> _Task to carry out_
Please output exactly the lines of the material from the first through the line containing "its top-level parameter", and nothing more.

--- Task material Enclosed Below ---

PR #1007, opened 2024-01-08
Correct/update file location for generated content

cjeanner:
We have to be consistent with the content we create and their location.

We also take the opportunity to rename the "mac-mapping.yml" into a more
generic name, "interfaces-info.yml".
For the sake of consistency, we now use lowercase indexes (IP -> ip, MAC
-> mac)

Lastly, the `interfaces-info.yml` file drops its top-level parameter
name. This allows anyone to load the parameters into their own, custom
parameter name.


psathyan (approved):
/lgtm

--- End of Enclosed Task material ---

> _Answer to this problem_
PR #1007, opened 2024-01-08
Correct/update file location for generated content

cjeanner:
We have to be consistent with the content we create and their location.

We also take the opportunity to rename the "mac-mapping.yml" into a more
generic name, "interfaces-info.yml".
For the sake of consistency, we now use lowercase indexes (IP -> ip, MAC
-> mac)

Lastly, the `interfaces-info.yml` file drops its top-level parameter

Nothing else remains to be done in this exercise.